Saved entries
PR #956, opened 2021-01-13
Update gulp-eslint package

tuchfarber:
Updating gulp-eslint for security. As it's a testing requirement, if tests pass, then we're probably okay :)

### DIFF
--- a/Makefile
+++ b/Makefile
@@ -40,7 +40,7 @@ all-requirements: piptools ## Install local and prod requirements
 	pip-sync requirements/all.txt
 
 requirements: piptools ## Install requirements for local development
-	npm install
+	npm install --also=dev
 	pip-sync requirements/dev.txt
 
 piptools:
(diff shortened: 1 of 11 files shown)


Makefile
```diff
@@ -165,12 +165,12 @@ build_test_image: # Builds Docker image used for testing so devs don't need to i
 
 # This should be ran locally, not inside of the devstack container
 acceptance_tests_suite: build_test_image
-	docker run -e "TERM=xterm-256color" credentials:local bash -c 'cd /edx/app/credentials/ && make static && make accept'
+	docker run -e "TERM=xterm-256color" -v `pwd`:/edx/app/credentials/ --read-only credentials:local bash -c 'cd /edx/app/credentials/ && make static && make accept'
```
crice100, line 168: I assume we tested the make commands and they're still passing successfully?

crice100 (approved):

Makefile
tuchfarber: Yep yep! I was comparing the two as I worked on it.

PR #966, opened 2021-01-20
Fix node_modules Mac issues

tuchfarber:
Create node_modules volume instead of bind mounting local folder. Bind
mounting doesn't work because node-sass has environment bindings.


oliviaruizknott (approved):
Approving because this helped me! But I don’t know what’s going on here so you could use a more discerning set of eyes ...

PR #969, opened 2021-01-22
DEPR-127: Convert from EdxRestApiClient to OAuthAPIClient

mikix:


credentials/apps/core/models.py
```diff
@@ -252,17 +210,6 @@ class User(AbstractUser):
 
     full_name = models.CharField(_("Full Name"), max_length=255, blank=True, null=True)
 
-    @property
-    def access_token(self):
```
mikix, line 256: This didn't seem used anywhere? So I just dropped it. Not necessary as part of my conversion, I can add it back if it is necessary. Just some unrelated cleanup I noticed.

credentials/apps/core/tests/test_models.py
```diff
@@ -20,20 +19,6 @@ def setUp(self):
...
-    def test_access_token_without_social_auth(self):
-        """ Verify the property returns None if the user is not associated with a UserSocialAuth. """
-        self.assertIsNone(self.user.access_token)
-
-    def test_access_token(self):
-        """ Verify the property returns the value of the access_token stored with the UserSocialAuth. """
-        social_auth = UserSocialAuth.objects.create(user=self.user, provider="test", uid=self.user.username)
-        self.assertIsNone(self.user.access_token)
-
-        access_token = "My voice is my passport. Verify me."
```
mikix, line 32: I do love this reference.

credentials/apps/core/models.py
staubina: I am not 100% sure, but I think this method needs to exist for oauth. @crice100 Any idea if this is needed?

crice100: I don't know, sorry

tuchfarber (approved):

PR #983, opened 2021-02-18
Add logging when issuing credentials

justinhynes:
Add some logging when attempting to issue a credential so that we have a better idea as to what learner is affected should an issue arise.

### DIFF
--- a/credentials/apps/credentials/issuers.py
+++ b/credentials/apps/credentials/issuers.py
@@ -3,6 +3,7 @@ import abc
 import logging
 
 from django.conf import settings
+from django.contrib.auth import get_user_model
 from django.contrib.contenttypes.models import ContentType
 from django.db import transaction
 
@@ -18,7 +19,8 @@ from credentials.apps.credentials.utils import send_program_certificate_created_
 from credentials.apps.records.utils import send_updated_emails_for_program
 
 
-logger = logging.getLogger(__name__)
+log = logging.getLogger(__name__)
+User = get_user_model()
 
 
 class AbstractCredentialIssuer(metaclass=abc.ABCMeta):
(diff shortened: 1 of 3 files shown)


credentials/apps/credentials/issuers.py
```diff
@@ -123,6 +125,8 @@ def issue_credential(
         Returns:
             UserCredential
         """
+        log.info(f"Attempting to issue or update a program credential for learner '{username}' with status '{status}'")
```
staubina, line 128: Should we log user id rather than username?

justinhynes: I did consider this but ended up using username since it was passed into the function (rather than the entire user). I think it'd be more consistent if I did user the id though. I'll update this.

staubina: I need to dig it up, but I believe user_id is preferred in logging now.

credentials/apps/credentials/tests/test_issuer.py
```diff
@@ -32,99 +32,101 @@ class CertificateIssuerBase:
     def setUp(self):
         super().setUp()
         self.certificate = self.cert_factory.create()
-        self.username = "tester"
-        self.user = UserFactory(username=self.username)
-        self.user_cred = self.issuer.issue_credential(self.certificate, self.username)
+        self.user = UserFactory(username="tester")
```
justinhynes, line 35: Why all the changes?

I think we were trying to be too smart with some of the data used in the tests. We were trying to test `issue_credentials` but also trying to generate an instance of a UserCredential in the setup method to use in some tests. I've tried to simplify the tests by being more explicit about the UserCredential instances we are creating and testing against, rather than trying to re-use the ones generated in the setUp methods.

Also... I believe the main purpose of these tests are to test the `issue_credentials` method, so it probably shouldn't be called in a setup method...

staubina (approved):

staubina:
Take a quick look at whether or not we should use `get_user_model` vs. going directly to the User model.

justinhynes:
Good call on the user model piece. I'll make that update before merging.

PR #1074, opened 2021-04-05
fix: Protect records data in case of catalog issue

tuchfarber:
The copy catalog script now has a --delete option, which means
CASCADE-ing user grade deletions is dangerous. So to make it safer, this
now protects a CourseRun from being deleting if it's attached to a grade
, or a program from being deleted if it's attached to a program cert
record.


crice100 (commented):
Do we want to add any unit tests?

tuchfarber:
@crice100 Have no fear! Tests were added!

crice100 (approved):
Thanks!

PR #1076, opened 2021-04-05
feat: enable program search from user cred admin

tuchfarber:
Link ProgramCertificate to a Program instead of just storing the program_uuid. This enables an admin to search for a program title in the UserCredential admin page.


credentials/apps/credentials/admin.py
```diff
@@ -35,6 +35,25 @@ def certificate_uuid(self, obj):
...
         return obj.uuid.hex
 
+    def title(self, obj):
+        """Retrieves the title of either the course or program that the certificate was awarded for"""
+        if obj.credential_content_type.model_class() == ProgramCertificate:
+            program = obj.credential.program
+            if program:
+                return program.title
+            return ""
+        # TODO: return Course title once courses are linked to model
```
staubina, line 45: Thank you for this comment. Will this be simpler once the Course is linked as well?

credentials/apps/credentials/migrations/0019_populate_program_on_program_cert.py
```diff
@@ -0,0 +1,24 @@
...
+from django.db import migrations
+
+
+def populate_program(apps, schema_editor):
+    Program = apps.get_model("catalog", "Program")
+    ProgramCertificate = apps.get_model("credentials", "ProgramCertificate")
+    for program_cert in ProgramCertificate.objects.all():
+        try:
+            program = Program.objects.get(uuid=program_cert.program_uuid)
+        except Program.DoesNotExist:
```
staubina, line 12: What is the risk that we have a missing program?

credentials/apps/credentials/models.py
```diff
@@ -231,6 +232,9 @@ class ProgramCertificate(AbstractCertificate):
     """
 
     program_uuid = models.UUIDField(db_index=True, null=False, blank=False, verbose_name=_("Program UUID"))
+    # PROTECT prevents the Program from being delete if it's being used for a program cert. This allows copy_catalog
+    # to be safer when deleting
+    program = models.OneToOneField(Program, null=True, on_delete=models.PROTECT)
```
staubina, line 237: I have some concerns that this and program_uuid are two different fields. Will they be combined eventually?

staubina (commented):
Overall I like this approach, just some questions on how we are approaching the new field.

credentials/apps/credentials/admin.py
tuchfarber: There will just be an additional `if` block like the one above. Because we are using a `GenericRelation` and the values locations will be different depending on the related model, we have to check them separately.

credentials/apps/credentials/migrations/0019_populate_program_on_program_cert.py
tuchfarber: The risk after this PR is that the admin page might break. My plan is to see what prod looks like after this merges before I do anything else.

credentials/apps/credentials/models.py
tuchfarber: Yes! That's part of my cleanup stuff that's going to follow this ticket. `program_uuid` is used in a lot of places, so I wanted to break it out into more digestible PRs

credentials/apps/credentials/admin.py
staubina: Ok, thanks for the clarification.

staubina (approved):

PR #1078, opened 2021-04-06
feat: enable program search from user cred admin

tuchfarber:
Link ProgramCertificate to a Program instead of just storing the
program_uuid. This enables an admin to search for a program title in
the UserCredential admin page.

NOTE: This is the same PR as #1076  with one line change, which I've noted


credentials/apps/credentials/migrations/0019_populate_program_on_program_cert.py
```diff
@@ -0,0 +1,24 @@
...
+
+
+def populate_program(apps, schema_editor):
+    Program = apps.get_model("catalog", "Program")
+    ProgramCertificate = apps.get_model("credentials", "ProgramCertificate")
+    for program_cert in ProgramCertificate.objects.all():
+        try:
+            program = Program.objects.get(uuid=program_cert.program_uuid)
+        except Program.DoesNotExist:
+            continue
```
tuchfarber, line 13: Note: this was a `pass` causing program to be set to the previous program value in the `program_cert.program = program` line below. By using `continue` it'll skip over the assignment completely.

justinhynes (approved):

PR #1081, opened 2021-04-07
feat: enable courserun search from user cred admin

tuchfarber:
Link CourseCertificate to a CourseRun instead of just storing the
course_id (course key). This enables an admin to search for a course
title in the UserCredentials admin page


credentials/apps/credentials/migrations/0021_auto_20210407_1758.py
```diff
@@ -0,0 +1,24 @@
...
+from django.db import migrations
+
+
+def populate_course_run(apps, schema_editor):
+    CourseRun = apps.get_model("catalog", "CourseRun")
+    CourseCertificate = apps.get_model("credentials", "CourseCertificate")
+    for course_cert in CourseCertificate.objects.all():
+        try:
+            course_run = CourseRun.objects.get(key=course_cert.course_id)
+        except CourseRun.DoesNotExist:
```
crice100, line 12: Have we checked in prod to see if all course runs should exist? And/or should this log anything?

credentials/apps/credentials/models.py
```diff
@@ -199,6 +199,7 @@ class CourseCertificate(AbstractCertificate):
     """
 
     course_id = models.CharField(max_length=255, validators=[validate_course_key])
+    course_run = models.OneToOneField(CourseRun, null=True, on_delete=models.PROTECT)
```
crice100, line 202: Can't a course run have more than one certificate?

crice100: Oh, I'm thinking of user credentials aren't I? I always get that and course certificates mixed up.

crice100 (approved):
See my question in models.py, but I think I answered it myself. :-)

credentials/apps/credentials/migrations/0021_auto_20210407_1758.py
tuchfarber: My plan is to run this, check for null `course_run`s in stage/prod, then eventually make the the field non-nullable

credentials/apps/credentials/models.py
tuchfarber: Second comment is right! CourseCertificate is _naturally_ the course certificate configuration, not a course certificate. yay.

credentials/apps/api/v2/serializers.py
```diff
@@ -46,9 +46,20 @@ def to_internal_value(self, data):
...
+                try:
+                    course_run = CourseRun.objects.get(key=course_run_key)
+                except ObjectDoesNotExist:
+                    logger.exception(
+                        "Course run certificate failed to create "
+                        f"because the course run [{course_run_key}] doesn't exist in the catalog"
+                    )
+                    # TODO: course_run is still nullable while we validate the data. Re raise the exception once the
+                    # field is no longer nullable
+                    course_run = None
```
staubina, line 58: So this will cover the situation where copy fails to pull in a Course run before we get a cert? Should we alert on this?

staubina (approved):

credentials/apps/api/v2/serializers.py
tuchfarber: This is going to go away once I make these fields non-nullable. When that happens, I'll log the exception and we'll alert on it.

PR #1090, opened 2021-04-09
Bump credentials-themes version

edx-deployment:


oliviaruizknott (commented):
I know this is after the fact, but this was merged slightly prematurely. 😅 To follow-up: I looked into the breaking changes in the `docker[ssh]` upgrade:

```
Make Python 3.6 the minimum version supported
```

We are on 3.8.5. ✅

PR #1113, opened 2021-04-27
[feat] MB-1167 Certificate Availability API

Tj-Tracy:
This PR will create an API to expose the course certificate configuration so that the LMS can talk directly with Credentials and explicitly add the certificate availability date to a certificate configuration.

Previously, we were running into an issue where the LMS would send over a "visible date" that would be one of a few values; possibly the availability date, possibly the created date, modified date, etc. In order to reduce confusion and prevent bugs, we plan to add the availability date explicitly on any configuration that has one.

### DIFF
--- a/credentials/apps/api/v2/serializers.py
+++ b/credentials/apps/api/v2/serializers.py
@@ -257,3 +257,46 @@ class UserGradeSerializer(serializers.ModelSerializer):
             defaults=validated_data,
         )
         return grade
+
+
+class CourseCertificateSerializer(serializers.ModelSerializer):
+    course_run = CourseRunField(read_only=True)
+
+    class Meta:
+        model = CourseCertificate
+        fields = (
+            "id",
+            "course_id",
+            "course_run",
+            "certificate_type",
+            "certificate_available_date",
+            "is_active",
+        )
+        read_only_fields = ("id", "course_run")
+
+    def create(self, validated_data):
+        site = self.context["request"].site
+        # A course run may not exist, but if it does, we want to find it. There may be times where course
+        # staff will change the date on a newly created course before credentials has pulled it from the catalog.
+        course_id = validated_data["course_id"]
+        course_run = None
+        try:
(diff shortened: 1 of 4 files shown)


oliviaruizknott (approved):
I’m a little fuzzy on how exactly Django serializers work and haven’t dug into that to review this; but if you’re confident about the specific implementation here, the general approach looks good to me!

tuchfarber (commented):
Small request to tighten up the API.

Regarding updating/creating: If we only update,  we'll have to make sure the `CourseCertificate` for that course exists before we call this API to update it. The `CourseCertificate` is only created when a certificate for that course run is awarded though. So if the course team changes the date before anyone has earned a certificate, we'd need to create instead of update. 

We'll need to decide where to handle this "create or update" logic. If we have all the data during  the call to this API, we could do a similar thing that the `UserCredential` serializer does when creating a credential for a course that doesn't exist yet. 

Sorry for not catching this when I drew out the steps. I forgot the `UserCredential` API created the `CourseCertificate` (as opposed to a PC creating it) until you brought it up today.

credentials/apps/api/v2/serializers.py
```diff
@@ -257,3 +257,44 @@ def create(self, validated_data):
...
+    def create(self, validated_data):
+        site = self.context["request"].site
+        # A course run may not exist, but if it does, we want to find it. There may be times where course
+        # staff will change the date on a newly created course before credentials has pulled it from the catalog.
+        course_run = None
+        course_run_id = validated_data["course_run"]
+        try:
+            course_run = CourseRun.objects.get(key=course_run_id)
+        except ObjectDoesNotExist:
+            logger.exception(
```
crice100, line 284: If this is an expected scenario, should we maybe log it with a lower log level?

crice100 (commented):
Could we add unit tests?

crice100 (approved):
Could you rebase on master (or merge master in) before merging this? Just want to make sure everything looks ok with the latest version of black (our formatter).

> _EXERCISE GOAL_: Consider the entries above and return each line with the string "part".

> _OUTPUT OF THE TASK_:
mikix, line 256: This didn't seem used anywhere? So I just dropped it. Not necessary as part of my conversion, I can add it back if it is necessary. Just some unrelated cleanup I noticed.
tuchfarber: Yes! That's part of my cleanup stuff that's going to follow this ticket. `program_uuid` is used in a lot of places, so I wanted to break it out into more digestible PRs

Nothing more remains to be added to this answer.